What this task involves >> Your answer must hold only the lines below from the line containing "PR #7947, opened 2017-12-06" through the line containing "Note that this", each reproduced exactly.

==== Source data ====

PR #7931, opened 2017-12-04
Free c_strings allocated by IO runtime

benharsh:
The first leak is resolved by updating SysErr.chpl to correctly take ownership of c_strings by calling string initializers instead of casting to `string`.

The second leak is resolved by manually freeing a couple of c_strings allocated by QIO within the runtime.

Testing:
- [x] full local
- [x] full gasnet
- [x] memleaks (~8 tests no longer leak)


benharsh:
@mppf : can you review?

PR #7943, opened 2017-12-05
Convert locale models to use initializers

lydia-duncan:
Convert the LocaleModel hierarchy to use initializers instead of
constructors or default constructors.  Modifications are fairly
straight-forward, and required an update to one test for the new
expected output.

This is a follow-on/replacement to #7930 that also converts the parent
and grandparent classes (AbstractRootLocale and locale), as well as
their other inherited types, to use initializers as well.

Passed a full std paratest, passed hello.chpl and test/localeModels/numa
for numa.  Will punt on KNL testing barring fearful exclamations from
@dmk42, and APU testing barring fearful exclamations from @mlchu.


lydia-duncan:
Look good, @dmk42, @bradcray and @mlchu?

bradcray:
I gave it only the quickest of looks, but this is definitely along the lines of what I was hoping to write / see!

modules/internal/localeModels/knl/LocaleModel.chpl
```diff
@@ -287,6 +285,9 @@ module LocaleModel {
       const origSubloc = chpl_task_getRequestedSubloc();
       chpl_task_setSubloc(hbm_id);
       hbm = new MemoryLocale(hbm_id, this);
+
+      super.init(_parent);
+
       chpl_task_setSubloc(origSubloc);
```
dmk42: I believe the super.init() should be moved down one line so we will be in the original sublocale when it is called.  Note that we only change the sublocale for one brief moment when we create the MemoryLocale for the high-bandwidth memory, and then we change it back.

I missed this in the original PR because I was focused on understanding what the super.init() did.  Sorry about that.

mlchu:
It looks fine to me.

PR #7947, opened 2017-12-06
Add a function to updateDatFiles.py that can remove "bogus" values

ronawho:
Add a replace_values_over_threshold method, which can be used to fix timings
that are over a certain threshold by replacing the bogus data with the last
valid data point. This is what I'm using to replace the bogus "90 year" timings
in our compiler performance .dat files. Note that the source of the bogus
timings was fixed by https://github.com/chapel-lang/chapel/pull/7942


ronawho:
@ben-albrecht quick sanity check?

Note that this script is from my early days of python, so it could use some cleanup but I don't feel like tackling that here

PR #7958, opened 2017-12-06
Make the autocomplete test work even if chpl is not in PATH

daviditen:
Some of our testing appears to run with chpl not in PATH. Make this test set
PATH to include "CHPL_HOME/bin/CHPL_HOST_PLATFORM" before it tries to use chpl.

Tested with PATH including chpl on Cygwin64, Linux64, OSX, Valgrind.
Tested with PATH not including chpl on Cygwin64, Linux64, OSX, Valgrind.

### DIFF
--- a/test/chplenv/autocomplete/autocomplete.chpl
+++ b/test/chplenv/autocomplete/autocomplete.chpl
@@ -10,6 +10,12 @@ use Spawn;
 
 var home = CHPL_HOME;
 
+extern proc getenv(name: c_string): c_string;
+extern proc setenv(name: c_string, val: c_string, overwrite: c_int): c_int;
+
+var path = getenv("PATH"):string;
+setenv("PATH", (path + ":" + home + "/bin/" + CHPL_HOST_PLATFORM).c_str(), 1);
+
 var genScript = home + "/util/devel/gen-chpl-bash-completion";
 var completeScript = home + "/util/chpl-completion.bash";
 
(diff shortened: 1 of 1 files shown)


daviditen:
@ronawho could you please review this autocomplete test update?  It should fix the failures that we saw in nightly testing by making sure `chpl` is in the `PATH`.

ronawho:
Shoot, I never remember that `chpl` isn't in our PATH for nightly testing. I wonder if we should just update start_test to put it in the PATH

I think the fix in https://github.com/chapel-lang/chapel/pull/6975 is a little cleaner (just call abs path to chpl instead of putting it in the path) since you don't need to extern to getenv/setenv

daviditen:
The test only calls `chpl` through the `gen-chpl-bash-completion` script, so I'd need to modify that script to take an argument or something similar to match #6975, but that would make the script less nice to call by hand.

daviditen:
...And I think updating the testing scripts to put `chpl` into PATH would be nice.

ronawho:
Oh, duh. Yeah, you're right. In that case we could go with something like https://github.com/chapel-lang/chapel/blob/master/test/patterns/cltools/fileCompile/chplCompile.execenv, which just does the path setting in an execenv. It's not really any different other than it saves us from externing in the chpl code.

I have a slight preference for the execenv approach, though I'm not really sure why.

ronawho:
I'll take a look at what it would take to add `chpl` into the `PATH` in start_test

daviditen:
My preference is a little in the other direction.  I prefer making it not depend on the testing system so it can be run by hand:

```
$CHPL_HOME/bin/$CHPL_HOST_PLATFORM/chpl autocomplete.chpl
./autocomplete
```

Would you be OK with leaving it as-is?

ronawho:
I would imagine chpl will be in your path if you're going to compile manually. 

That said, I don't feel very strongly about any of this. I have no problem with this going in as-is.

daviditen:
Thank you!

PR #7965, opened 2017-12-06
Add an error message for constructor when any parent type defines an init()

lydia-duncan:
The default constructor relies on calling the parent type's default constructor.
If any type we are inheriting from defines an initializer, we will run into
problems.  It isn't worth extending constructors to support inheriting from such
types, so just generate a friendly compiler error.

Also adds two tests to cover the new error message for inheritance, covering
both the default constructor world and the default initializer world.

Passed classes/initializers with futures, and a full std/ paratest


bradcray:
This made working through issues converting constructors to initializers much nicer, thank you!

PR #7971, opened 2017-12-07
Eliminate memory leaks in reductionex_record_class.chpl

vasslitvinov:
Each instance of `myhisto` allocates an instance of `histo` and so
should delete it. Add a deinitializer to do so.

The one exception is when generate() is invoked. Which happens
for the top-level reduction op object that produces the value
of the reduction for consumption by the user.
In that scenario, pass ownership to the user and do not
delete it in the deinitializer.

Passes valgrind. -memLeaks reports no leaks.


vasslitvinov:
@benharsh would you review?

====

Solution for this task >>
PR #7947, opened 2017-12-06
Add a function to updateDatFiles.py that can remove "bogus" values

ronawho:
Add a replace_values_over_threshold method, which can be used to fix timings
that are over a certain threshold by replacing the bogus data with the last
valid data point. This is what I'm using to replace the bogus "90 year" timings
in our compiler performance .dat files. Note that the source of the bogus
timings was fixed by https://github.com/chapel-lang/chapel/pull/7942


ronawho:
@ben-albrecht quick sanity check?

Note that this script is from my early days of python, so it could use some cleanup but I don't feel like tackling that here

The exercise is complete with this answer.